In news from Africa — United Nations Secretary General Kofi Annan has accused Sudan of violating the Darfur peace agreement by waging a series of recent military attacks.
Kofi Annan called on the international community to take a greater role in securing peace in Sudan.
In news on Iraq, a group of prominent conservatives are calling for President Bush to send more troops. In a column in today’s Washington Post, William Kristol, the editor of the Weekly Standard, and Rich Lowry, editor of National Review urged a “substantial surge in overall troop levels in Iraq.” They write “There is now no good argument for not sending more troops.”

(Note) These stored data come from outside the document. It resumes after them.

PR #2586, opened 2016-03-15
Override default_scope globally with a config option

dburt:
This pull request is intended to resolve issue https://github.com/sferik/rails_admin/issues/1348 "add 'unscoped' mode to 'model config'" in a more general way.

Synopsis:

``` rb
RailsAdmin.config do |config|
  config.global_default_scope :unscoped
  config.global_default_scope { |model| model == User ? User.admins : model.all }
end
```

This is a revision of my earlier, rejected pull request to conform to @mshibuya's request for an "instance option style DSL, not attr_accessor": https://github.com/sferik/rails_admin/pull/2428#issuecomment-147068211


darrenterhune:
What happened with this? This is really awesome and would be nice if this merged. We have a project that could use this and we want to avoid monkey patching or forking 🍻

mshibuya:
I know the unscoped mode is of some use, but it should be a per-model configuration, rather than global one.

PR #2595, opened 2016-03-23
Remove Assyrian months from arabic translations

ramy-khater:
I just removed Assyrian months from arabic translations as in arabic world we do not use Assyrian calendar


mshibuya:
Could you submit PR to the [Moment.js](https://github.com/moment/moment) repository? We're just vendoring from it and we don't want to have our local change.
Once your change have been merged, then of course we can make vendored Moment.js up-to-date.

Fattouh92:
this is not solved yet, can you mention the pull request on moment.js repo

A retired Army general has revealed that Defense Secretary Donald Rumsfeld refused to consider planning for a postwar Iraq. In the lead-up to the war Brig. Gen. Mark Scheid served as the commander of the Army Transportation Corps. Scheid said “The secretary of defense continued to push on us … that everything we write in our plan has to be the idea that we are going to go in, we’re going to take out the regime, and then we’re going to leave.” Scheid said Rumsfeld threatened to fire anyone who talked about the need for post-invasion plans. Rumsfeld reportedly feared the American public would not back the invasion of Iraq if they thought it was going to be a long war.
In Chicago, Mayor Richard Daley has vetoed a City Council ordinance that would have required large retailers such as Wal Mart to pay employees a living wage. Under the City Council rules, retailers with over one billion dollars in sales would be required to pay workers at least ten dollars an hour plus three dollars in benefits by the year 2010. Daley said the rules would drive businesses from the city. It was the first veto Daley has used in his 17 years as mayor. The City Council will now try to override the veto.
The Bush administration has proposed easing environmental regulations on oil refineries, pharmaceutical plants and chemical plants. The rule changes will allow businesses to change how they calculate whether they need pollution control equipment. Environmental groups say the proposed rules will allow industry to emit more pollution, evade pollution controls and save money.
In Detroit Michigan, thousands of striking Detroit teachers defied a judge’s order to return to work Monday. The city’s schools remain closed for a second week.
And in political news, nine states are holding primaries today. In Rhode Island Republican Senator Lincoln Chafee is trying to survive a challenge from former investment banker Steve Laffey. In Maryland, voters will be choosing among 18 contenders to be the Democratic nominee for an open Senate seat. In New York, Senator Hillary Rodham Clinton is facing a challenge from anti-war candidate Jonathan Tasini.